What to produce:
Reproduce each record in the listing below exactly as written.

Data records:
PR #87, opened 2019-12-18
Communication(3): I2C

teoperisanu:
Add I2C tools: bitbanging and CLI.

### DIFF
--- a/tools/m2kcli/commands/communication/i2c.cpp
+++ b/tools/m2kcli/commands/communication/i2c.cpp
@@ -1,0 +1,169 @@
+/*
+ * Copyright 2019 Analog Devices, Inc.
+ *
+ * This program is free software; you can redistribute it and/or modify
+ * it under the terms of the GNU General Public License as published by
+ * the Free Software Foundation; either version 3, or (at your option)
+ * any later version.
+ *
+ * This program is distributed in the hope that it will be useful,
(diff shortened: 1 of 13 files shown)


tools/m2kcli/commands/communication/i2c.cpp
```diff
@@ -0,0 +1,189 @@
...
+				     "           [-h | --help]\n"
+				     "           [-i | --init frequency=<value> address=<value> scl=<index> sda=<index>]\n"
+				     "           [-w | --write data=<value>,... option=<value> [write_only=<value>]]\n"
+				     "           [-r | --read bytes_number=<value> option=<value>]\n"
+				     "\n"
+				     "Positional arguments:\n"
+				     "  uri                   describe the context location \n"
+				     "Optional arguments:\n"
+				     "  -h, --help            show this help message and exit\n"
+				     "  -i, --init [frequency=<value> address=<value> scl=<index> sda=<index> [write_only=<value>]]\n"
```
AlexandraTrifan: If we do something like: `m2kcli i2c ip:192.168.2.1 -i frequency=100000 address=0x48 scl=0 sda=1 write_only=1 -r bytes_number=1 option=1` will it crash to tell you something is wrong?

teoperisanu: Validation added in commit cb75049.

PR #91, opened 2019-12-18
Communication(5): UART

teoperisanu:
Add UART tools: bitbanging and CLI.

### DIFF
--- a/tools/m2kcli/main.cpp
+++ b/tools/m2kcli/main.cpp
@@ -27,6 +27,7 @@
 #include "commands/analog/power_supply.h"
 #include "commands/communication/spi.h"
 #include "commands/communication/i2c.h"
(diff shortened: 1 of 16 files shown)


tools/m2kcli/main.cpp
```diff
@@ -43,7 +44,7 @@ static const char *const helpMessage = "Usage:\n"
 				       "    analog-in           control the analogical input component\n"
 				       "    analog-out          control the analogical output component\n"
 				       "    digital             control the digital component\n"
-				       "    power-supply        control the power supply\n";
```
AlexandraTrifan: Is this a mistake? Power supply should be removed?

teoperisanu: Yes, there was a mistake. It was modified in commit 12f433b.

PR #94, opened 2019-12-19
Travis CI: Add build jobs for OSX builds

AlexandraTrifan:
Add build jobs for OSX builds. These create pkgs which can be published in a release.
Also, Python wheels are created in order to install Python bindings.


.travis.yml
```diff
@@ -19,6 +19,22 @@ matrix:
...
+      os: osx
+      osx_image: xcode10.1
+      env:
+        - EXTRA_SSH=-oHostKeyAlgorithms=+ssh-dss
+    - compiler: "gcc"
+      os: osx
+      osx_image: xcode11
+      env:
+        - EXTRA_SSH=-oHostKeyAlgorithms=+ssh-dss
+
```
commodo: nitpick: extra line

.travis.yml
```diff
@@ -19,6 +19,22 @@ matrix:
       env:
         - OS_TYPE=doxygen
       addons: { apt: { packages: ["cmake", "graphviz"] } }
+    - compiler: "gcc"
+      os: osx
+      osx_image: xcode9.2
+      env:
+        - EXTRA_SSH=-oHostKeyAlgorithms=+ssh-dss
```
commodo: curios: are we planning to store stuff on a server?
this env-var `EXTRA_SSH` is used in the upload scripts;
depending on how/if this is done, this is needed or not;

also, I would drop xcode9.2: it's really old;
xcode10 is old-ish;

at the rate Apple is updating Xcode, we might see an Xcode 12 pretty soon

CMakeLists.txt
```diff
@@ -19,11 +19,11 @@
 #
 
 cmake_minimum_required(VERSION 3.1.3)
-project(libm2k LANGUAGES CXX VERSION 0.1.0)
```
commodo: a commit desc would be nice

commodo:
rest looks good

.travis.yml
AlexandraTrifan: We'll have to store the artifacts somewhere. If it's not a problem, we can leave the "extra_ssh" there for now.

.travis.yml
AlexandraTrifan: removed

.travis.yml
commodo: Fine to leave it

PR #27, opened 2021-03-27
Add getUserTeams

florisdobber:


service/src/main/java/com/codeforcommunity/processor/ProtectedUserProcessorImpl.java
```diff
@@ -79,6 +87,34 @@ public UserDataResponse getUserData(JWTData userData) {
...
+    if (user == null) {
+      throw new UserDoesNotExistException(userData.getUserId());
+    }
+
+    Result<Record2<String, Integer>> teams =
+        db.select(TEAMS.TEAM_NAME, TEAMS.ID)
+            .from(USERS_TEAMS)
+            .join(TEAMS)
+            .onKey()
+            .where(USERS_TEAMS.USER_ID.eq(userId))
```
liammoyn, line 104: Don't forget to also filter teams where their status is None or Pending

liammoyn (changes requested):

service/src/main/java/com/codeforcommunity/processor/ProtectedUserProcessorImpl.java
florisdobber: Good catch, fixed

liammoyn (approved):

PR #30, opened 2021-03-30
Add sql script to extend email field length and update DTO checks

connernilsen:
Some questions about the data types used are in TODO comments :)


florisdobber (approved):
Left one quick comment, rest looks good!

api/src/main/java/com/codeforcommunity/dto/team/AddGoalRequest.java
```diff
@@ -52,13 +52,14 @@ public void setGoal(Integer goal) {
   public List<String> validateFields(String fieldPrefix) throws HandledException {
     String fieldName = fieldPrefix + "add_goal_request.";
     List<String> fields = new ArrayList<>();
-    if (goal == null && goal > 0) {
+    // TODO: is this supposed to be negative?
+    if (goal == null || goal > 0) {
```
florisdobber, line 56: Yeah it is you're right, good catch

api/src/main/java/com/codeforcommunity/dto/team/InviteContact.java
```diff
@@ -35,10 +35,11 @@ public void setEmail(String email) {
   public List<String> validateFields(String fieldPrefix) throws HandledException {
     String fieldName = fieldPrefix + "invite_contact";
     List<String> fields = new ArrayList<>();
-    if (name == null) {
+    // TODO: do we want to keep this field? It doesn't look like it's being used anywhere
```
florisdobber, line 38: We're having some issues with the emailer but eventually this field will be used in the emailer.

PR #32, opened 2021-03-31
add ebconfig to build.zip

jackblanc:


florisdobber (approved):
If this builds works for me

jackblanc:
fun fact @florisdobber this PR changed the only file which does not change the build process 😉

PR #36, opened 2021-04-14
Added stewardship and favorite sites tables

florisdobber:


persist/src/main/resources/db/migration/V3__StewardshipAndFavoriting.sql
```diff
@@ -0,0 +1,23 @@
+CREATE TABLE IF NOT EXISTS stewardship (
+    id          SERIAL      NOT NULL PRIMARY KEY,
+    user_id     INT         NOT NULL,
+    site_id     INT         NOT NULL,
+    date_time   TIMESTAMP   DEFAULT CURRENT_TIMESTAMP,
```
liammoyn, line 5: Kind of weird this is date_time when the request calls it date. Would also be good to have this be more descriptive of when this time is from. Is it when the record was created or when the action was performed?

SofieDunt (commented):
Looks good! Should address the documentation questions before merging

persist/src/main/resources/db/migration/V3__StewardshipAndFavoriting.sql
florisdobber: Changed to performed_on and switched to date type

persist/src/main/resources/db/migration/V3__StewardshipAndFavoriting.sql
```diff
@@ -0,0 +1,23 @@
+CREATE TABLE IF NOT EXISTS stewardship (
+    id              SERIAL      NOT NULL PRIMARY KEY,
+    user_id         INT         NOT NULL,
+    site_id         INT         NOT NULL,
+    performed_on    DATE,
```
SofieDunt, line 5: Should this be `NOT NULL`?

florisdobber: Fixed

SofieDunt (approved):
💯

liammoyn (approved):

Response below:
PR #87, opened 2019-12-18
Communication(3): I2C

teoperisanu:
Add I2C tools: bitbanging and CLI.

### DIFF
--- a/tools/m2kcli/commands/communication/i2c.cpp
+++ b/tools/m2kcli/commands/communication/i2c.cpp
@@ -1,0 +1,169 @@
+/*
+ * Copyright 2019 Analog Devices, Inc.
+ *
+ * This program is free software; you can redistribute it and/or modify
+ * it under the terms of the GNU General Public License as published by
+ * the Free Software Foundation; either version 3, or (at your option)
+ * any later version.
+ *
+ * This program is distributed in the hope that it will be useful,
(diff shortened: 1 of 13 files shown)


tools/m2kcli/commands/communication/i2c.cpp
```diff
@@ -0,0 +1,189 @@
...
+				     "           [-h | --help]\n"
+				     "           [-i | --init frequency=<value> address=<value> scl=<index> sda=<index>]\n"
+				     "           [-w | --write data=<value>,... option=<value> [write_only=<value>]]\n"
+				     "           [-r | --read bytes_number=<value> option=<value>]\n"
+				     "\n"
+				     "Positional arguments:\n"
+				     "  uri                   describe the context location \n"
+				     "Optional arguments:\n"
+				     "  -h, --help            show this help message and exit\n"
+				     "  -i, --init [frequency=<value> address=<value> scl=<index> sda=<index> [write_only=<value>]]\n"
```
AlexandraTrifan: If we do something like: `m2kcli i2c ip:192.168.2.1 -i frequency=100000 address=0x48 scl=0 sda=1 write_only=1 -r bytes_number=1 option=1` will it crash to tell you something is wrong?

teoperisanu: Validation added in commit cb75049.

PR #91, opened 2019-12-18
Communication(5): UART

teoperisanu:
Add UART tools: bitbanging and CLI.

### DIFF
--- a/tools/m2kcli/main.cpp
+++ b/tools/m2kcli/main.cpp
@@ -27,6 +27,7 @@
 #include "commands/analog/power_supply.h"
 #include "commands/communication/spi.h"
 #include "commands/communication/i2c.h"
(diff shortened: 1 of 16 files shown)


tools/m2kcli/main.cpp
```diff
@@ -43,7 +44,7 @@ static const char *const helpMessage = "Usage:\n"
 				       "    analog-in           control the analogical input component\n"
 				       "    analog-out          control the analogical output component\n"
 				       "    digital             control the digital component\n"
-				       "    power-supply        control the power supply\n";
```
AlexandraTrifan: Is this a mistake? Power supply should be removed?

teoperisanu: Yes, there was a mistake. It was modified in commit 12f433b.

PR #94, opened 2019-12-19
Travis CI: Add build jobs for OSX builds

AlexandraTrifan:
Add build jobs for OSX builds. These create pkgs which can be published in a release.
Also, Python wheels are created in order to install Python bindings.


.travis.yml
```diff
@@ -19,6 +19,22 @@ matrix:
...
+      os: osx
+      osx_image: xcode10.1
+      env:
+        - EXTRA_SSH=-oHostKeyAlgorithms=+ssh-dss
+    - compiler: "gcc"
+      os: osx
+      osx_image: xcode11
+      env:
+        - EXTRA_SSH=-oHostKeyAlgorithms=+ssh-dss
+
```
commodo: nitpick: extra line

.travis.yml
```diff
@@ -19,6 +19,22 @@ matrix:
       env:
         - OS_TYPE=doxygen
       addons: { apt: { packages: ["cmake", "graphviz"] } }
+    - compiler: "gcc"
+      os: osx
+      osx_image: xcode9.2
+      env:
+        - EXTRA_SSH=-oHostKeyAlgorithms=+ssh-dss
```
commodo: curios: are we planning to store stuff on a server?
this env-var `EXTRA_SSH` is used in the upload scripts;
depending on how/if this is done, this is needed or not;

also, I would drop xcode9.2: it's really old;
xcode10 is old-ish;

at the rate Apple is updating Xcode, we might see an Xcode 12 pretty soon

CMakeLists.txt
```diff
@@ -19,11 +19,11 @@
 #
 
 cmake_minimum_required(VERSION 3.1.3)
-project(libm2k LANGUAGES CXX VERSION 0.1.0)
```
commodo: a commit desc would be nice

commodo:
rest looks good

.travis.yml
AlexandraTrifan: We'll have to store the artifacts somewhere. If it's not a problem, we can leave the "extra_ssh" there for now.

.travis.yml
AlexandraTrifan: removed

.travis.yml
commodo: Fine to leave it

PR #27, opened 2021-03-27
Add getUserTeams

florisdobber:


service/src/main/java/com/codeforcommunity/processor/ProtectedUserProcessorImpl.java
```diff
@@ -79,6 +87,34 @@ public UserDataResponse getUserData(JWTData userData) {
...
+    if (user == null) {
+      throw new UserDoesNotExistException(userData.getUserId());
+    }
+
+    Result<Record2<String, Integer>> teams =
+        db.select(TEAMS.TEAM_NAME, TEAMS.ID)
+            .from(USERS_TEAMS)
+            .join(TEAMS)
+            .onKey()
+            .where(USERS_TEAMS.USER_ID.eq(userId))
```
liammoyn, line 104: Don't forget to also filter teams where their status is None or Pending

liammoyn (changes requested):

service/src/main/java/com/codeforcommunity/processor/ProtectedUserProcessorImpl.java
florisdobber: Good catch, fixed

liammoyn (approved):

PR #30, opened 2021-03-30
Add sql script to extend email field length and update DTO checks

connernilsen:
Some questions about the data types used are in TODO comments :)


florisdobber (approved):
Left one quick comment, rest looks good!

api/src/main/java/com/codeforcommunity/dto/team/AddGoalRequest.java
```diff
@@ -52,13 +52,14 @@ public void setGoal(Integer goal) {
   public List<String> validateFields(String fieldPrefix) throws HandledException {
     String fieldName = fieldPrefix + "add_goal_request.";
     List<String> fields = new ArrayList<>();
-    if (goal == null && goal > 0) {
+    // TODO: is this supposed to be negative?
+    if (goal == null || goal > 0) {
```
florisdobber, line 56: Yeah it is you're right, good catch

api/src/main/java/com/codeforcommunity/dto/team/InviteContact.java
```diff
@@ -35,10 +35,11 @@ public void setEmail(String email) {
   public List<String> validateFields(String fieldPrefix) throws HandledException {
     String fieldName = fieldPrefix + "invite_contact";
     List<String> fields = new ArrayList<>();
-    if (name == null) {
+    // TODO: do we want to keep this field? It doesn't look like it's being used anywhere
```
florisdobber, line 38: We're having some issues with the emailer but eventually this field will be used in the emailer.

PR #32, opened 2021-03-31
add ebconfig to build.zip

jackblanc:


florisdobber (approved):
If this builds works for me

jackblanc:
fun fact @florisdobber this PR changed the only file which does not change the build process 😉

PR #36, opened 2021-04-14
Added stewardship and favorite sites tables

florisdobber:


persist/src/main/resources/db/migration/V3__StewardshipAndFavoriting.sql
```diff
@@ -0,0 +1,23 @@
+CREATE TABLE IF NOT EXISTS stewardship (
+    id          SERIAL      NOT NULL PRIMARY KEY,
+    user_id     INT         NOT NULL,
+    site_id     INT         NOT NULL,
+    date_time   TIMESTAMP   DEFAULT CURRENT_TIMESTAMP,
```
liammoyn, line 5: Kind of weird this is date_time when the request calls it date. Would also be good to have this be more descriptive of when this time is from. Is it when the record was created or when the action was performed?

SofieDunt (commented):
Looks good! Should address the documentation questions before merging

persist/src/main/resources/db/migration/V3__StewardshipAndFavoriting.sql
florisdobber: Changed to performed_on and switched to date type

persist/src/main/resources/db/migration/V3__StewardshipAndFavoriting.sql
```diff
@@ -0,0 +1,23 @@
+CREATE TABLE IF NOT EXISTS stewardship (
+    id              SERIAL      NOT NULL PRIMARY KEY,
+    user_id         INT         NOT NULL,
+    site_id         INT         NOT NULL,
+    performed_on    DATE,
```
SofieDunt, line 5: Should this be `NOT NULL`?

florisdobber: Fixed

SofieDunt (approved):
💯

liammoyn (approved):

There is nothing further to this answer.